-
Notifications
You must be signed in to change notification settings - Fork 29
Feature proposal: Ordered Base64 (OB64) encoding — 22-char sortable representation #54
Description
Summary
I'd like to propose adding an Ordered Base64 (OB64) encoding to python-ulid, which represents a ULID as a 22-character string that preserves lexicographic sort order — 4 characters shorter than the current Crockford Base32 representation (26 chars).
Motivation
Crockford Base32 is great, but 26 characters can be a real cost in high-density storage scenarios:
- Database columns: a
CHAR(22)vsCHAR(26)primary key saves ~15% in index size per row. At billions of rows this matters. - URLs / query strings: shorter IDs reduce payload size in APIs that embed IDs in paths or parameters.
- Log lines: if you emit ULID in every log line, shorter is better.
Standard Base64 / Base64url are the obvious candidates for a more compact encoding, but they are not lexicographically ordered — sorting Base64url strings does not sort the underlying binary values.
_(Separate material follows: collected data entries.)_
PR #12322, opened 2018-11-25
Types: some minor improvements to `ta`

AlexKornitzer:
Not all pointers to structs start at the beginning, thanks Microsoft for your implementation of list entries (LIST_ENTRY). Thus I have tweaked `ta` so that it can now take an additional argument `offset`. So for example we can now do the following: `ta _LDR_DATA_TABLE_ENTRY.DllBase 0x10`, as we are pointing not at the start of the structure but actually at offset 0x10 (the InInitializationOrderLinks field).
I have also extended the r_type_get_struct_memb function so that it will now parse inline structs rather than incorrectly bailing out. So below we can see that BaseDllName (UNICODE_STRING) is correctly resolved to the inlined structure.

Example of new improvements:
image

NOTE: Annoyingly cmd_type.c is formatted badly so there are lots of additions due to linting!

### DIFF
--- a/libr/core/cmd_type.c
+++ b/libr/core/cmd_type.c
@@ -41,7 +41,7 @@ static const char *help_msg_t_minus[] = {
 static const char *help_msg_ta[] = {
 	"Usage: ta[...]", "", "",
 	"tas", " <offset>", "List all matching structure offsets",
-	"ta", " <struct member>", "Change immediate to structure offset",
+	"ta", " <struct member> [offset]", "Change immediate to structure offset",
 	"taa", " [fcn]", "Analyze all/given function to convert immediate to linked structure offsets (see tl?)",
 	"ta?", "", "show this help",
 	NULL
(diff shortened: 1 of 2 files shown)


libr/core/cmd_type.c
```diff
@@ -41,7 +41,7 @@ static const char *help_msg_t_minus[] = {
 static const char *help_msg_ta[] = {
 	"Usage: ta[...]", "", "",
 	"tas", " <offset>", "List all matching structure offsets",
-	"ta", " <struct member>", "Change immediate to structure offset",
+	"ta", " <struct member> [offset]", "Change immediate to structure offset",
```
radare: isnt this [struct.member] ?

AlexKornitzer: Probably but did not want to change more than necessary

AlexKornitzer:
Have I handled adding optional args correctly, I just copied it from elsewhere but it is done differently in different commands!

radare:
no i mean the help message was wrong

AlexKornitzer:
Do you want me to change it to the suggestion above?

libr/core/cmd_type.c
```diff
@@ -1017,7 +1016,13 @@ static int cmd_type(void *data, const char *input) {
 			free (off);
 		} break;
 		case ' ': {
-			char *type = strdup (input + 2);
+			const char *off = NULL;
```
AlexKornitzer: Nah I meant, is this the correct way to handle optional arguments?

libr/core/cmd_type.c
```diff
@@ -1017,7 +1016,13 @@ static int cmd_type(void *data, const char *input) {
...
+			char *space, *type = strdup (r_str_trim_ro (input + 2));
+			space = strchr (type, ' ');
```
radare: define and assign in the same line. its easier to read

This breaks range queries, cursor pagination, and any system that relies on ID sort order.
Design
OB64 solves this by choosing a 64-character alphabet that is in strict ascending ASCII order, so that string comparison == integer comparison.
Alphabet (64 chars, all URL-safe, strictly ascending ASCII):
- 0 1 2 3 4 5 6 7 8 9 A B C D E F G H I J K L M N O P Q R S T U V W X Y Z _ a b c d e f g h i j k l m n o p q r s t u v w x y z
(- = 45, 0–9 = 48–57, A–Z = 65–90, _ = 95, a–z = 97–122 — the only 64 printable, URL-safe ASCII characters that can be arranged in strict ascending order.)
Encoding: 128 bits packed MSB-first into 22 × 6-bit groups. The final character carries the 2 LSBs of the ULID + 4 zero-padding bits. Because the padding bits are always zero, sort order is preserved end-to-end.
Comparison table:
| Encoding | Length | Bits/char | Sorted? | URL-safe? |
|---|---|---|---|---|
| Crockford Base32 (current) | 26 chars | 5 | ✓ | ✓ |
| OB64 (proposed) | 22 chars | 6 | ✓ | ✓ |
| Standard Base64 | 24 chars + == |
6 | ✗ | ✗ |
| Base64url (RFC 4648 §5) | 22 chars | 6 | ✗ | ✓ |
Implementation sketch
ulid = ULID()
ulid.ob64 # → 22-char OB64 string, e.g. '-Oo99nS99brQCjbT_fkYTk'
ULID.from_ob64(s) # → round-trips back to the same ULIDThe implementation delegates to C-accelerated base64.b64encode + bytes.translate (alphabet remapping), so there is no pure-Python bit-manipulation loop. On Apple Silicon / Python 3.13:
- encode: ~3.9 M ops/s (vs ~8.5 M for raw
b64encode) - decode: ~2.6 M ops/s (vs ~4.4 M for raw
b64decode)
The overhead over raw stdlib is exactly the cost of the two additional C calls needed for alphabet remapping.
Questions for the maintainer
- Is this within scope for
python-ulid, or do you prefer to keep the library strictly aligned with the ULID spec (Crockford Base32 only)? - If in scope, would you prefer it as a method on
ULIDdirectly (ulid.ob64/ULID.from_ob64), or as a separate codec utility (e.g.ulid.codecs.ob64)? - Any concern about the
-character being first in the alphabet (all-zero ULID encodes as----------------------)?
I have a working implementation with tests, benchmark, and documentation ready — happy to open a PR if there's interest.